IT'S 1973 and the three-day week turns everyday life at the RSPCA Animal Hospital at Harmsworth upside down, as the team of vets face everything from power failing mid-operation to setting bones by candlelight.
A Colombian friend suggests that a spell as a vet in South America might prove instructive and vet David Grant jumps at the chance. However, the lessons he learns in Medellin, Colombia's second largest city, are not those he expects: how to deal with the Mafia, how to avoid being mugged, how to flee student riots, how to avoid guerrilla raids. But, perhaps more importantly for a young vet having to pay his own way and the wages of his nurse: how to make himself indispensable to the rich clients whose pampered pets lead considerably better lives than the starving street children.

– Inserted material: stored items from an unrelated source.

PR #195, opened 2019-08-02
(SIMP-6921) Support pupptlabs/stdlib 6.x.

pillarsdotnet:


lnemsick-simp:
In order to add Puppet 6, we will have to remove all Puppet 3 API functions.  Once SIMP 6.4.0 is released, we can do this.

Note: Removing all Puppet 3 API functions will be a major version bump.  Then, all SIMP modules will have to be updated to allow the later version of simplib.  A new ticket will be created for that follow-on work.

pillarsdotnet:
So this is blocking the `6.4.0` release?

Or will the `6.4.0` release not be compatible with Puppet 6.x?

lnemsick-simp:
SIMP 6.4.0 is the release in which we officially tell folks the Puppet 3 API functions will be removed in the next release.   Until SIMP 6.4.0 is released, I don't want to remove those functions from simplib, in case there is a critical bug that is found in the final testing that needs to be fixed.  It's easier to defer removing the Puppet 3 API changes until after SIMP 6.4.0, then to have to back them out or branch from the last tag.

lnemsick-simp:
SIMP 6.4.0 does not officially support Puppet 6.  There are some modules that do support Puppet 6, but not all of them do and the Puppet 6 RPMs are not packaged in the ISO.

lnemsick-simp:
:hourglass_flowing_sand: https://gitlab.com/simp/pupmod-simp-simplib/pipelines/77363310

When David saves the life of the local drug baron's dog, shot protecting his owner's property, his future seems secure, but his refusal to carry out unnecessary but lucrative treatment -- ear cropping and tail docking of Yorkshire terriers -- leads to a cash crisis. David solves it by becoming a part-time English teacher, which in turn leads to romance.
Through his Colombian friends, David experiences the old-world hospitality of high society; and from the practice nurse and his housekeeper, he learns about the other side of Colombian life and the politics of poverty.
In "Viva El Vet!", David Grant has written a heart-warming and humorous tale of a young man adrift in a foreign culture and the adventures that befall him.
(Published by Simon and Schuster £16.99).